大概こういった海外の機体は補修パーツの入手が絶望的(直接メーカーにオーダーする場合をのぞいて)なのですが、高知の吉岡さんがメインのインポーターとして扱われ、東京のアサミさんが補修パーツをほぼ揃えておられます。現在はUHA味覚糖(あの甘露飴の)も輸入に参加しているようです。
機体のイメージとしてはコンバートEXよりは小さく、キーエンスのレボリューターよりは大きい室内機といった感じでしょうか。
テールパイプ、スキッドブレース、メインマスト、テールシャフトなどはカーボンです。ブレードはカーボンに見えますが堅めの樹脂でした。

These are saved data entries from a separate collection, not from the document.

PR #143, opened 2024-04-25
fix: Handling of FSDP Wrapping for PEFT in Training Script

achew010:
### Description of the change

I discovered an issue with how PEFT with FSDP is handled in the tuning script, `sft_trainer.py`.  In this [portion](https://github.com/foundation-model-stack/fms-hf-tuning/blob/8548a6df86e0a3ea00ece11a47c3aac2971a512e/tuning/sft_trainer.py#L272C1-L274C10) of the tuning script, the FSDP wrap policy is applied on a full model. This will result in an incorrect wrapping of FSDP layers that won't be applied on the adapter layers and subsequently produce wrong gradients in training.

Instead, after `SFTTrainer` creates the PEFT model in its initialization, then apply the wrap policy on the trainer's model.

I made the change in the code to correct the behaviour. Below, i demonstrate the effect of the bug and how the fix eliminates the problem.

### Tests

| The training was observed to produce nan gradients in distributed PEFT | After the fix is introduced, we do not see the nan gradients anymore |
| -------- | ------- |
|   |     |

### DIFF
--- a/tuning/sft_trainer.py
+++ b/tuning/sft_trainer.py
@@ -276,7 +276,7 @@ def train(
 
     if trainer.is_fsdp_enabled and peft_config is not None:
         trainer.accelerator.state.fsdp_plugin.auto_wrap_policy = fsdp_auto_wrap_policy(
-            model
+            trainer.model
         )
     trainer.train()
 


fabianlim:
@achew010 I see, so to summarize
- before fix:  since `model` is not yet PEFT wrapped, calling `fsdp_auto_wrap_policy(model)`will not wrap the LoRA adapters in fsdp units
- after fix: `trainer.model` is already PEFT wrapped, so calling `fsdp_auto_wrap_policy(trainer.model)` works.

A more API-compliant way to do this. is to use the [`on_init_end` trainer Callback](https://github.com/huggingface/transformers/blob/a98c41798cf6ed99e1ff17e3792d6e06a2ff2ff3/src/transformers/trainer.py#L669). SFTTrainer calls `super().__init__` after installing PEFT adapters.

@lchu-ibm

PR #24, opened 2024-07-25
Optimize images in intro and get started

manototh:
Optimize using https://compresspng.com/


dominicchapman (approved):

dominicchapman:
I guess there would be a command-line tool that could do this optimization as part of build step, maybe? Worth checking some other repos for inspo.

manototh:
> I guess there would be a command-line tool that could do this optimization as part of build step, maybe? Worth checking some other repos for inspo.

@dominicchapman Great idea! I'll see what's out there.

PR #28, opened 2024-07-30
fix: Remove tabular format (for now)

bahlo:
This is not (yet) for public use


manototh:
@bahlo Thanks. Is this a breaking change to an existing endpoint? Should we make an announcement?

manototh (approved):

manototh:
@bahlo I understand this is something we shouldn't have documented. Could you please merge? I'm happy with the change.

PR #30, opened 2024-08-05
Add AWS Lambda Using OTel

manototh:


mint.json
```diff
@@ -102,6 +102,7 @@
           "pages": [
             "send-data/cloudfront",
             "send-data/cloudwatch",
+            "send-data/aws-dot",
```
islameldigwi: I believe this should be `adot` not `dot`

mint.json
```diff
@@ -102,6 +102,7 @@
...
             "send-data/aws-firelens",
             "send-data/aws-iot-rules",
             "send-data/aws-s3",
```
islameldigwi: not related to this PR but noticed inconsistency. This is called `aws-s3` but `cloudwatch` is without `aws-` prefix.

nit pick: its usually called [Amazon S3](https://aws.amazon.com/pm/serv-s3/?gclid=Cj0KCQjw8MG1BhCoARIsAHxSiQkn-ZvYD22N6MboXpmDbko_rHPvZebjoLjNze8IsMluCO45XUoJAnEaAmcSEALw_wcB&trk=3cda67b9-5fb7-4d3f-84e8-40b544661f21&sc_channel=ps&ef_id=Cj0KCQjw8MG1BhCoARIsAHxSiQkn-ZvYD22N6MboXpmDbko_rHPvZebjoLjNze8IsMluCO45XUoJAnEaAmcSEALw_wcB:G:s&s_kwcid=AL!4422!3!645208988806!e!!g!!amazon%20s3!19580264380!143903638703). Not sure though why AWS uses Amazon instead of AWS sometimes.

mint.json
manototh: Thanks for this. The official name is `AWS Distro for OpenTelemetry` so we either abbreviate it as `AWS DOT` or `ADOT`. But `AWS ADOT` isn't correct.

mint.json
manototh: Well spotted! It would be good to have consistent naming in the file names, but I don't think it's worth changing the URL and add redirects. I'll pay attention to this in the text, though.

mint.json
islameldigwi: makes sense, but from the first look just `dot` feels weird, I haven't seen it written anywhere like that (in their docs). In this [page](https://aws-otel.github.io/docs/introduction) they always write `ADOT`. Maybe the url can just do `/send-data/ADOT` without aws part?

thesollyz (approved):

manototh:
@SollyzDev Could you please check this again? I've substantially rewritten the page.
https://axiom-mano-aws-dot.mintlify.app/send-data/aws-lambda-dot

Also, on the page about Axiom Lambda Extension, is it necessary to add the env vars for token and dataset if you [install it via the AWS CLI](https://axiom-mano-aws-dot.mintlify.app/send-data/aws-lambda#install-with-aws-cli)?

thesollyz:
> @SollyzDev Could you please check this again? I've substantially rewritten the page. https://axiom-mano-aws-dot.mintlify.app/send-data/aws-lambda-dot
> 
> Also, on the page about Axiom Lambda Extension, is it necessary to add the env vars for token and dataset if you [install it via the AWS CLI](https://axiom-mano-aws-dot.mintlify.app/send-data/aws-lambda#install-with-aws-cli)?

Yes, they have to be put to defined in the main function environment variables, not sure if its possible to define them in the same command as adding the layer.

Also, I noticed `Create an account on AWS Cloud` step, and it didn't reason with me. Perhaps users who visit this page already have lambdas and already have an AWS account. In my opinion, it would be better if we replace this step that guides users to define credential environment variables.

manototh:
@SollyzDev Thanks a lot for this. I've added the step about the environment variables.

As for the prerequisites, you're right that some users have satisfied the AWS account prerequisite. But this is true of all prerequisites. I think it's reasonable to assume that users understand that from the list of prereqs they only need to work with the ones they haven't already satisfied.

PR #39, opened 2024-08-19
Revise Flows

manototh:


manototh:
@dominicchapman Thanks a lot for tending to the Flows docs! ❤️ 

I've revised the wording in light of the new terminology (route instead of transfer) and added a bit more context to the standalone destination pages. Thanks in advance for reviewing this when you have the time.

dominicchapman (approved):

PR #50, opened 2024-08-28
extract takes an integer not a string

gordallott:
noticed this error in our docs, just a small fix


manototh (approved):

manototh:
@gordallott Great, thank you so much!

PR #51, opened 2024-08-28
Add anomaly monitors

manototh:
Sources:
https://www.notion.so/axiomhq/Time-series-Anomaly-Detection-5a023d46fd47488f92f6384bddbf5dd1
https://www.notion.so/axiomhq/Anomaly-detection-c14b34a47847404982b76e537dd1c394
https://app-previews-r00fq9p31.axiom.dev/axiomers-ft83/monitors/cdLun5smddW3pONew3


monitor-data/monitors.mdx
```diff
@@ -58,6 +59,33 @@ To create a threshold monitor, follow these steps:
 
 You have created a threshold monitor, and Axiom alerts you when the results from your query cross the threshold.
 
+## Anomaly monitors
+
+Anomaly monitors allow you to aggregate your event data and compare the results of this aggregation to what can be considered normal for the query. When the results are too much above or below the value that Axiom expects based on the event history, the monitor enters the alert state. The monitor remains in the alert state until the results no longer deviate from the expected value. An anomaly monitor sends you a notification each time it enters or exits the alert state.
```
benenharrington:
```suggestion
Anomaly monitors allow you to aggregate your event data and compare the results of this aggregation to what can be considered normal for the query. When the results are too much above or below the value that Axiom expects based on the event history, the monitor enters the alert state. The monitor remains in the alert state until the results no longer deviate from the expected value. This can happen without the results returning to their previous level if they stabilize around a new value. An anomaly monitor sends you a notification each time it enters or exits the alert state.
```

monitor-data/monitors.mdx
```diff
@@ -58,6 +59,33 @@ To create a threshold monitor, follow these steps:
...
+To create an anomaly monitor, follow these steps:
+
+1. Click the **Monitors** tab on the top of the page, and then click **New monitor**.
+2. Click **Anomaly monitor**.
+3. Name your monitor and add a description.
+4. Configure the monitor using the following options:
+    - The comparison operator is the rule to apply when comparing the results to the expected value. The possible values are **above**, **below**, and **above or below**.
+    - The tolerance factor controls the sensitivity of the monitor. It defines how much deviation from the expected value to accept without triggering the monitor. It’s a range above and below the expected value. The higher the tolerance factor, the wider this range. When the results of the aggregation stay within this range, the monitor doesn’t trigger. When the results of the aggregation cross this range, the monitor triggers. The tolerance factor can be any positive numeric value.
+    - The frequency is how often the monitor runs. This is a positive integer number of minutes.
+    - The range is the time range for your query. This is a positive integer number of minutes. The end time is the time the monitor runs.
```
benenharrington: I don't understand the mention of end time here. Adding an additional line about the range. Two separate suggestions!

```suggestion
    - The range is the time range for your query. This is a positive integer number of minutes. A longer time range allows the anomaly monitor to consider a larger number of datapoints when calculating the expected value.
```

monitor-data/monitors.mdx
```diff
@@ -58,6 +59,33 @@ To create a threshold monitor, follow these steps:
...
+    - You can group by attributes when defining your query. By default, your monitor enters the alert state if any of the values returned for the group-by attributes deviate from the expected value, and remains in the alert state until none of the values returned deviates from the expected value. To trigger the monitor separately for each group that deviates from the expected value, enable **Notify by group**. At most one trigger notification is sent per monitor run. This option only has an effect if the monitor’s query groups by a non-time field.
+    - Toggle **Require seasonality** to compare the results to seasonal patterns in your data. For example, your event history displays a normal pattern of a high number of events during the day and a low number of events during the night. Without accounting for seasonality, the monitor compares deviations to the average and triggers even if the deviations are due to the normal seasonal variation. By toggling **Require seasonality**, the monitor compares the results to the same time of the previous day or week and only triggers if the results deviate from the expected seasonal pattern.
```
benenharrington:
```suggestion
    - Toggle **Require seasonality** to compare the results to seasonal patterns in your data. For example, your query produces a time series that increases at the same time each morning. Without accounting for seasonality, the monitor compares to recent results only. By toggling **Require seasonality**, the monitor compares the results to the same time of the previous day or week and only triggers if the results deviate from the expected seasonal pattern.
```

benenharrington (commented):
This is fantastic @tothmano , thank you very much for getting this together so quickly. I'd like to take the time to add an example monitor that is of anomaly type and then I think we're good to go

benenharrington:
I added an example to the branch `benen/anomaly-monitors-example`. Please merge it in if you're happy with it!

manototh:
> This is fantastic @tothmano , thank you very much for getting this together so quickly. I'd like to take the time to add an example monitor that is of anomaly type and then I think we're good to go

@benenharrington Thanks a lot for your additions! All looks good from my side.

benenharrington (approved):

PR #55, opened 2024-08-29
Add audit log

manototh:


reference/audit-logs.mdx
```diff
@@ -0,0 +1,69 @@
...
+
+- Track who has accessed the Axiom platform.
+- Track organization access over time.
+- Track data access over time.
+
+Audit logs also make it easier to manage your Axiom organization. They allow you to do the following, among others:
+
+- Track changes made by your team to your observability posture.
+- Track monitoring performance.
+- Track billable usage.
```
benenharrington: My bad for outdated Notion page, but this one has not made it in and will likely eventually be surfaced in a different dataset

reference/audit-logs.mdx
```diff
@@ -0,0 +1,69 @@
...
+
+Audit logs are available to all users. Enterprise customers can query audit logs for the full time range. Other customers can query audit logs for the previous three days.
+
+## Explore audit logs
+
+1. Go to the **Explore** tab, and then click **Builder**.
+2. In the list of datasets, click **axiom-audit**.
```
benenharrington: Audit log will not appear in a user's list of datasets. They'll need to write an APL query referencing the reserved 'axiom-audit' dataset to access

reference/audit-logs.mdx
```diff
@@ -0,0 +1,69 @@
...
+- **removeUserFromOrg** means that a user removed another user from an organization.
+- **runAplQuery** means that a user ran an APL query.
+- **sendMessage** means that Axiom sent a message to a channel defined by a notifier.
+- **sendUserDeletedEmail** means that a user was deleted and Axiom sent out a notification email about the deletion.
+- **streamDataset** means that a user viewed the stream of a dataset.
+- **trimDataset** means that a user trimmed a dataset.
+- **updateDashboard** means that a user updated a dashboard.
+- **updateMonitor** means that a user deleted a monitor.
+- **updateUserSettings** means that a user updated their user settings.
+- **updateVirtualField** means that a user updated a virtual field.
```
benenharrington: I worry that we'll struggle to keep up with these as more are added (indeed, this current list is not complete). I think the value of action should mostly be self-documenting?

manototh: @benenharrington Thanks a lot for your review. I agree this is a maintenance hassle. I don't believe in self-documenting field names, but we can make the worst offenders easier to understand.

What do you think about renaming the following?
sendMessage --> sendMessageToNotificationChannel
sendUserDeletedEmail --> deleteUserSendNotificationEmail

Then we won't need this list, hopefully.

manototh: @benenharrington Maybe we can include more context in the `message` field? Then we won't need this list. I'm happy to come up with a PR in the axiom repo if you think it's worthwhile.
Is there anything else I should sort out on this page?

benenharrington: Happy with any changes to action names required to avoid documentation 👍 

No need to expand the message field, I think it would likely be quite a lot of work to have something meaningful here for all actions. Can iterate if we start to get questions

benenharrington: > Is there anything else I should sort out on this page?

Nope!

benenharrington (approved):

PR #62, opened 2024-09-06
Fix syntax in query examples

manototh:


restapi/query.mdx
```diff
@@ -303,7 +303,7 @@ curl -X 'POST' 'https://api.axiom.co/v1/datasets/_apl?format=tabular' \
 -H 'Accept-Encoding: gzip' \
 -H 'Content-Type: application/json' \
 -d '{
-      "apl": "github-issue-comment-event | where repo startswith \"kubernetes/\" | where actor !endswith \"[bot]\" | summarize dcount(actor) by bin_auto(_time)",
+      "apl": "\"github-issue-comment-event\" | where repo startswith \"kubernetes/\" | where actor !endswith \"[bot]\" | summarize dcount(actor) by bin_auto(_time)",
```
mhr3: missing brackets

restapi/query.mdx
```diff
@@ -318,7 +318,7 @@ curl -X 'POST' 'https://api.axiom.co/v1/datasets/_apl?format=tabular' \
 -H 'Accept-Encoding: gzip' \
 -H 'Content-Type: application/json' \
 -d '{
-      "apl": "github-issues-event | where (actor !endswith \"[bot]\" and repo startswith \"cockroachdb/\" and actor !~ \"cockroach-teamcity\") | summarize topk(actor, 5) by bin_auto(_time), action",
+      "apl": "\"github-issues-event\" | where (actor !endswith \"[bot]\" and repo startswith \"cockroachdb/\" and actor !~ \"cockroach-teamcity\") | summarize topk(actor, 5) by bin_auto(_time), action",
```
mhr3: ditto

mhr3 (commented):
Also noticed the Authorization header is using `-H 'Authorization: Bearer $API_TOKEN'` which is wrong, if the token was stored in an env, the use of `'` would prevent expanding it and a literal `$API_TOKEN` would be sent as a token.

restapi/query.mdx
ted-gould: The parens in the where aren't really needed.

restapi/query.mdx
manototh:
```suggestion
      "apl": "[\"github-issue-comment-event\"] | where repo startswith \"kubernetes/\" | where actor !endswith \"[bot]\" | summarize dcount(actor) by bin_auto(_time)",
```

restapi/query.mdx
manototh:
```suggestion
      "apl": "[\"github-issues-event\"] | where actor !endswith \"[bot]\" and repo startswith \"cockroachdb/\" and actor !~ \"cockroach-teamcity\" | summarize topk(actor, 5) by bin_auto(_time), action",
```

manototh:
@mhr3 @ted-gould Thanks a lot both! I think this should be fine now. Could you please take another look?

manototh:
> Also noticed the Authorization header is using `-H 'Authorization: Bearer $API_TOKEN'` which is wrong, if the token was stored in an env, the use of `'` would prevent expanding it and a literal `$API_TOKEN` would be sent as a token.

Well spotted. Corrected. I would like to move towards using `API_TOKEN` as placeholder everywhere in the docs. This is in line with the Google Developer style guide and it leaves the issue of using env vars to the user.

mhr3 (approved):

PR #64, opened 2024-09-10
Update dashboards and filter after UI update

manototh:


query-data/dashboards.mdx
```diff
@@ -29,13 +29,15 @@ Select a private or shared dashboard from this tab. A private dashboard is one t
...
+1. Click **+ Add a chart** in the top right corner.
 
     <Frame caption="New chart button">
         <img src="/doc-assets/shots/your-first-query-1.png" alt="New chart button" />
     </Frame>
 
-3. Choose one of the following:
+1. Choose the chart type from the list. For more information, see [Chart types](#chart-types).
+
+1. Choose one of the following:
```
c-ehrlich, line 28: seems like all of these are numbered `1.`?

query-data/dashboards.mdx
```diff
@@ -29,13 +29,15 @@ Select a private or shared dashboard from this tab. A private dashboard is one t
 
     You see an empty dashboard.
 
-2. Click **+ Add a chart** in the top right corner.
+1. Click **+ Add a chart** in the top right corner.
 
     <Frame caption="New chart button">
         <img src="/doc-assets/shots/your-first-query-1.png" alt="New chart button" />
```
c-ehrlich: IMO it's better to train users to use the "+" button in the top right corner from the start. The "Add a chart" card is only visible in new dashboards without charts, and we will probably revise the empty dashboard exprience very soon.

c-ehrlich (approved):

query-data/dashboards.mdx
c-ehrlich: oh, i see that it figures out the numbers on its own :)

query-data/dashboards.mdx
manototh: True that. Updated along with some other things.

PR #68, opened 2024-09-13
fix: Add required fields to tabular result

bahlo:
* Mark AplResult.request as not-required as it's not present on tabular results.


Licenser (approved):
🥳

PR #83, opened 2024-09-20
Update v2 swagger file from make server-docs command

manototh:


Rambatino (approved):
If you're happy all is good :)

PR #84, opened 2024-09-23
Add delete data endpoint

manototh:
Preview: https://axiom-mano-add-delete-endpoint.mintlify.app/restapi/endpoints/deleteData


manototh:
Not to be publicly documented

メインローター上面の乱流を発生する波線が何か効果ありそうです。
硬質のエンジニアリングプラスチックとカーボンですので瞬間接着剤による作業は簡単です。特に力のかかる部分やサーボの取り付け(接着します)にはOKの瞬間接着剤の硬化促進剤を使って肉盛りしておきました。
正月に2日ほどかけて完成。 深夜の浮上テストが21世紀最初のフライトになりました。
組み立てで注意すべきポイント
- 瞬間接着剤で作業する箇所が多いので、必ずペーパーがけしアルコールなどで脱脂洗浄した後に接着。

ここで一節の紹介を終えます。